Besides, do not define any multi_target_strategy
for multi-class classification, since it didn't work in my case. I've managed to train model by this way. Hope it works. Let me know if you need help further.
@ByUnal Thanks a lot for your response! Using (0,1,2) without specifying any multi_target_strategy worked for me! I was able to train using that.
I have a couple of follow-up questions -
- I trained with 8 and 16 examples per class and accuracy is in 60s which is not bad but unfortunately not good enough for my use case. Should I experiment with more examples per class or if I can gather more training data, should I go for training from scratch/fine tuning a bigger model? Do you have experience with this?
- Do you have any tips for choosing training examples for setfit? Currently, I am randomly choosing n examples per class from my training data.
I appreciate your help!
@utility-aagrawal the more the better
in terms of data samples for each class. However, you need to do bunch of experiments, cause it depends on your data quality, data samples, classification model and so forth.
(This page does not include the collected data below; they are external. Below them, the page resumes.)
PR #5368, opened 2023-10-26
Clarify naming of variables in `Socks5Local` datastructures

MarkusPettersson98:
This change aims to make the intent of the different fields of the `Socks5Local` datastructures more clear

- - -
This change is [Reviewable](https://reviewable.io/reviews/mullvad/mullvadvpn-app/5368)

### DIFF
--- a/mullvad-management-interface/src/types/conversions/access_method.rs
+++ b/mullvad-management-interface/src/types/conversions/access_method.rs
@@ -42,6 +42,8 @@ mod settings {
 /// [`crate::types::proto::ApiAccessMethod`] type to the internal
 /// [`mullvad_types::access_method::AccessMethodSetting`] data type.
 mod data {
+    use std::net::Ipv4Addr;
+
     use crate::types::{proto, FromProtobufTypeError};
     use mullvad_types::access_method::{
         AccessMethod, AccessMethodSetting, BuiltInAccessMethod, CustomAccessMethod, Id,
@@ -142,15 +144,15 @@ mod data {
         type Error = FromProtobufTypeError;
 
         fn try_from(value: proto::access_method::Socks5Local) -> Result<Self, Self::Error> {
-            Socks5Local::from_args(
-                value.remote_ip,
-                value.remote_port as u16,
+            let remote_ip = value.remote_ip.parse::<Ipv4Addr>().map_err(|_| {
+                FromProtobufTypeError::InvalidArgument(
+                    "Could not parse Socks5 (local) message from protobuf",
+                )
+            })?;
+            Ok(AccessMethod::from(Socks5Local::new(
+                (remote_ip, value.remote_port as u16),
                 value.local_port as u16,
-            )
-            .ok_or(FromProtobufTypeError::InvalidArgument(
-                "Could not parse Socks5 (local) message from protobuf",
-            ))
-            .map(AccessMethod::from)
+            )))
         }
     }
 
@@ -163,19 +165,19 @@ mod data {
                 port,
                 authentication,
             } = value;
-            let port = port as u16;
-            match authentication.map(SocksAuth::from) {
-                Some(SocksAuth { username, password }) => {
-                    Socks5Remote::from_args_with_password(ip, port, username, password)
-                }
-                None => Socks5Remote::from_args(ip, port),
-            }
-            .ok_or({
+            let ip = ip.parse::<Ipv4Addr>().map_err(|_| {
                 FromProtobufTypeError::InvalidArgument(
                     "Could not parse Socks5 (remote) message from protobuf",
                 )
-            })
-            .map(AccessMethod::from)
+            })?;
+            let port = port as u16;
+
+            Ok(AccessMethod::from(
+                match authentication.map(SocksAuth::from) {
+                    Some(auth) => Socks5Remote::new_with_authentication((ip, port), auth),
+                    None => Socks5Remote::new((ip, port)),
+                },
+            ))
         }
     }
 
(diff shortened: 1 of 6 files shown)


mullvad-management-interface/src/types/conversions/access_method.rs
```diff
@@ -219,8 +223,8 @@ mod data {
                 CustomAccessMethod::Socks5(Socks5::Local(Socks5Local { peer, port })) => {
```
faern, line 223: I think `peer` here should also be renamed `remote_peer`. It's otherwise extremely easy to think that's where you connect to talk to the socks5, which is not actually the case. And `port` -> `local_port`, since we use that in other places. As soon as you have two of anything, you need to describe which one is for what. If `Socks5Local` only described how to connect to the socks5 server it would be fine to call the field `port`. But since it also has to contain more data, also containing ports, we should try to be more explicit IMO

faern (changes requested):

dlon (changes requested):
> *[Reviewable](https://reviewable.io/reviews/mullvad/mullvadvpn-app/5368)* status: all files reviewed, 1 unresolved discussion (waiting on @dlon)

MarkusPettersson98 (commented):
> *[Reviewable](https://reviewable.io/reviews/mullvad/mullvadvpn-app/5368)* status: 1 of 6 files reviewed, 1 unresolved discussion (waiting on @dlon and @faern)

___
*[`mullvad-management-interface/src/types/conversions/access_method.rs` line 223 at r1](https://reviewable.io/reviews/mullvad/mullvadvpn-app/5368#gh-1372970962:-NhgPhGI04_cocVg1EcX:b-7rxyvo) ([raw file](https://github.com/mullvad/mullvadvpn-app/blob/06899ec2321d65e16ae4a5c2f6f160469bbde7fc/mullvad-management-interface/src/types/conversions/access_method.rs#L223)):*

I think `peer` here should also be renamed `remote_peer`. It's otherwise extremely easy to think that's where you connect to talk to the socks5, which is not actually the case. And `port` -> `local_port`, since we use that in other places. As soon as you have two of anything, you need to describe which one is for what. If `Socks5Local` only described how to connect to the socks5 server it would be fine to call the field `port`. But since it also has to contain more data, also containing ports, we should try to be more explicit IMO
</blockquote></details>

I've attempted an exhaustive search+replace where `Socks5Local` pop up in order to apply the `<remote|local>_`-prefix naming scheme consistently. Please have a look :blush:

dlon (commented):
> Reviewed 5 of 5 files at r2, all commit messages.
> *[Reviewable](https://reviewable.io/reviews/mullvad/mullvadvpn-app/5368)* status: all files reviewed, 2 unresolved discussions (waiting on @faern and @MarkusPettersson98)

___
*[`mullvad-types/src/access_method.rs` line 271 at r2](https://reviewable.io/reviews/mullvad/mullvadvpn-app/5368#-NhgUMEJ21Lfw31KByN_:-NhgUMEJ21Lfw31KByNa:b-5edrbg) ([raw file](https://github.com/mullvad/mullvadvpn-app/blob/7c24dfcce4accbd88e26fc952ac14a2dfa41bca4/mullvad-types/src/access_method.rs#L271)):*
> ```XML
>     /// [`std::net::SocketAddr`] for you. If `remote_ip` or `remote_port` are
>     /// valid [`Some(Socks5Local)`] is returned, otherwise [`None`].
>     pub fn from_args(remote_ip: String, remote_port: u16, local_port: u16) -> Option<Self> {
> ```

Nit: I actually think this parsing doesn't belong here. This probably belongs in `mullvad-management-interface`

MarkusPettersson98 (commented):
> *[Reviewable](https://reviewable.io/reviews/mullvad/mullvadvpn-app/5368)* status: all files reviewed, 2 unresolved discussions (waiting on @dlon and @faern)

___
*[`mullvad-types/src/access_method.rs` line 271 at r2](https://reviewable.io/reviews/mullvad/mullvadvpn-app/5368#-NhgUMEJ21Lfw31KByN_:-NhgWhiS9i5rum-YCKT8:bxkesi5) ([raw file](https://github.com/mullvad/mullvadvpn-app/blob/7c24dfcce4accbd88e26fc952ac14a2dfa41bca4/mullvad-types/src/access_method.rs#L271)):*

Nit: I actually think this parsing doesn't belong here. This probably belongs in `mullvad-management-interface`
</blockquote></details>

I'll challenge this Nit by saying that this pattern shows up elsewhere, for example in `talpid-core`

https://github.com/mullvad/mullvadvpn-app/blob/1de3f4efb1c6fd5d506353811f6a74b09c5bc172/talpid-core/src/firewall/macos.rs#L19-L47

Except that in the example, the semantics of `new` and `from_args` are swapped. In general, I think it is natural to keep constructors of types close to the type definition itself :blush:

In the case of `Socks5Local::from_args` we are constructing the type `Socks5Local` from its parts, whereas I see it as conversions between equivalent (but different) types belong in `mullvad-management-interface`.

dlon (approved):
:lgtm:

> *[Reviewable](https://reviewable.io/reviews/mullvad/mullvadvpn-app/5368#-:-NhlF_scA8lhmwutSCRG:bnfp4nl)* status: all files reviewed, 1 unresolved discussion (waiting on @faern)

dlon (approved):
> *[Reviewable](https://reviewable.io/reviews/mullvad/mullvadvpn-app/5368)* status: all files reviewed, 1 unresolved discussion (waiting on @faern)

I think you should observe your results and decide which way you're going to proceed. You can use confusion matrix to understand which classes are confused by model, for example.
In my case, I had really really imbalanced data, the quality was low. So, it didn't work as I expected. Anyway, you can try the followings to increase your success rate:
- Preprocessing (removing stopwords, extra whitespaces, punctuation etc.)
- Fine-tuning (and Hyper-parameter optimization, of course)
- Using bigger model (in fine-tunning)
- Increasing samples for per class (the more the better)
- If you can have much more data, maybe you won't need to deal with Few-shot Learning and thereby you can build your own network or just try pre-trained models like BERT.
This is all I can say from this point of view.
Thanks @ByUnal ! I'll give that a try.